SOURCE MATERIAL:
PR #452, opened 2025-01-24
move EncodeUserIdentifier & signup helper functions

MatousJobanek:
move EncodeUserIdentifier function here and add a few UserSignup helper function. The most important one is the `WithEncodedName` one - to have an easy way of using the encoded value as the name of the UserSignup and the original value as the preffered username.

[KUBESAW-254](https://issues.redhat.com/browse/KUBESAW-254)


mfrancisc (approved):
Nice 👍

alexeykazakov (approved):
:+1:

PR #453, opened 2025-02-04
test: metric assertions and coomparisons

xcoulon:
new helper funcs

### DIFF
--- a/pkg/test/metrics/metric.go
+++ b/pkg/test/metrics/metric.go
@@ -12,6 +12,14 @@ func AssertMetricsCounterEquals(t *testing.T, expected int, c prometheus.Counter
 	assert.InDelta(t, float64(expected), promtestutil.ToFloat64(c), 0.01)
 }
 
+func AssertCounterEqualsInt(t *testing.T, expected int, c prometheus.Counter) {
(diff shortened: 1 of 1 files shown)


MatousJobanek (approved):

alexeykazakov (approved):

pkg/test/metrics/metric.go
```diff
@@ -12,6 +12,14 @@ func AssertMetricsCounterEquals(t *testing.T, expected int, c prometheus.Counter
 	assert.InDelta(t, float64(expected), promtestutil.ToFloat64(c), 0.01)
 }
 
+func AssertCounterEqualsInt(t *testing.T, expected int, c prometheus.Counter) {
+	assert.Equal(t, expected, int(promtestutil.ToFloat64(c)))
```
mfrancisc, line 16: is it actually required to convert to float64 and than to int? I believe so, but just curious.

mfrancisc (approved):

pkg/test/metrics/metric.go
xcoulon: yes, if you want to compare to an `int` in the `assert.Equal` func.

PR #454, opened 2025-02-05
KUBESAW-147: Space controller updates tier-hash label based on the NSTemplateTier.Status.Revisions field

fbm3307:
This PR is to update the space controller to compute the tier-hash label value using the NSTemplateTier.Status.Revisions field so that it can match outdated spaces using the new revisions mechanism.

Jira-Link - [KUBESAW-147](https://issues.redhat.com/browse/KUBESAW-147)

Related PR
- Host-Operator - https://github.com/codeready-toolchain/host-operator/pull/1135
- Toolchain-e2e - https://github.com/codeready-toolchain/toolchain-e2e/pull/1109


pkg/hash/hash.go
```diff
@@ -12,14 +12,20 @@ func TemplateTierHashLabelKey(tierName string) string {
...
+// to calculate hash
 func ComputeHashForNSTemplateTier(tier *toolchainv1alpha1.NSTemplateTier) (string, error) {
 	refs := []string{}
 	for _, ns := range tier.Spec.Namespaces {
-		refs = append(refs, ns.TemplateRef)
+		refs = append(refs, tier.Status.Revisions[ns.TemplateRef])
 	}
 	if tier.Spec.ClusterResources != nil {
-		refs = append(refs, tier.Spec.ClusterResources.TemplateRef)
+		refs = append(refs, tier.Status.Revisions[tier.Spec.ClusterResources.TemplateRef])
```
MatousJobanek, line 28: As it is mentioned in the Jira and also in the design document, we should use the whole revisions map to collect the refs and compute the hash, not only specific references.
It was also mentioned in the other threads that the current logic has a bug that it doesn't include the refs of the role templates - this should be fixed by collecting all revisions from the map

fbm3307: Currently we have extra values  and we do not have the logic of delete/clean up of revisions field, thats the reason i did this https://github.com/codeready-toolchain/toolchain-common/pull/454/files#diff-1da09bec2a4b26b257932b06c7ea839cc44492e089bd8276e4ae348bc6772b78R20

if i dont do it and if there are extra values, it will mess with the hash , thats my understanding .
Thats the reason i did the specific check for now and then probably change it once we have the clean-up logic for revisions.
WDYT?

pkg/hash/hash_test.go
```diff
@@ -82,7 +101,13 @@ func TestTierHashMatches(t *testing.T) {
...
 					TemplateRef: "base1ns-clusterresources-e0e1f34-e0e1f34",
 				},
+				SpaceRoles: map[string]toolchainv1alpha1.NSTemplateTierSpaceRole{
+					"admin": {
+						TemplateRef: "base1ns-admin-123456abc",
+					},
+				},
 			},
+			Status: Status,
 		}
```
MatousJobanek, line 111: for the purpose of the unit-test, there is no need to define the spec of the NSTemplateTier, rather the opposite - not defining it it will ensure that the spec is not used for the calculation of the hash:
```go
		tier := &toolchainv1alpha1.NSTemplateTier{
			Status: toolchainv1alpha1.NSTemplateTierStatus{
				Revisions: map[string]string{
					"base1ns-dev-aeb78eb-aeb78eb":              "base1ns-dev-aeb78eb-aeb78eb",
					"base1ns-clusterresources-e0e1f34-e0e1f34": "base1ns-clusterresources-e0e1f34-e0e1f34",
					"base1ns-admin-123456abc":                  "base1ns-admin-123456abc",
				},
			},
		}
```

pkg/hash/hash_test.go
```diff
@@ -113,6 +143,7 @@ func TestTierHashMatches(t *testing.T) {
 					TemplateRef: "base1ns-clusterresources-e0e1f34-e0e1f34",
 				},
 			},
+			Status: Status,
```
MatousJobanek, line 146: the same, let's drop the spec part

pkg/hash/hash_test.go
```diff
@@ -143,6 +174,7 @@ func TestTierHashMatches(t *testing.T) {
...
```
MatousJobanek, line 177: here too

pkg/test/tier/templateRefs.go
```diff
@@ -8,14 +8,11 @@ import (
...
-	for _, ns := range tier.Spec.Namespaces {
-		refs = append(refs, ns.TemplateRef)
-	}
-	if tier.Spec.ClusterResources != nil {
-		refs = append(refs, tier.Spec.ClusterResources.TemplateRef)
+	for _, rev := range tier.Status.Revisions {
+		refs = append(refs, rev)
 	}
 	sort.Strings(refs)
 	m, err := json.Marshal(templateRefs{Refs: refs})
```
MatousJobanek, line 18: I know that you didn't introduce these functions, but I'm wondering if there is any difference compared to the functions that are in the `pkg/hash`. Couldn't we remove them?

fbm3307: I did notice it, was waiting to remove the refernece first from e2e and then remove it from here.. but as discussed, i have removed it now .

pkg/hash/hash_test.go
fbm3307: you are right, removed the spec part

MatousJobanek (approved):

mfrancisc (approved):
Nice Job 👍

WORK ITEM:
Repeat the line that contains "fbm3307: you are right, removed the spec part", then every line after it until the records end, with nothing added.

RESPONSE BELOW:
fbm3307: you are right, removed the spec part

MatousJobanek (approved):

mfrancisc (approved):
Nice Job 👍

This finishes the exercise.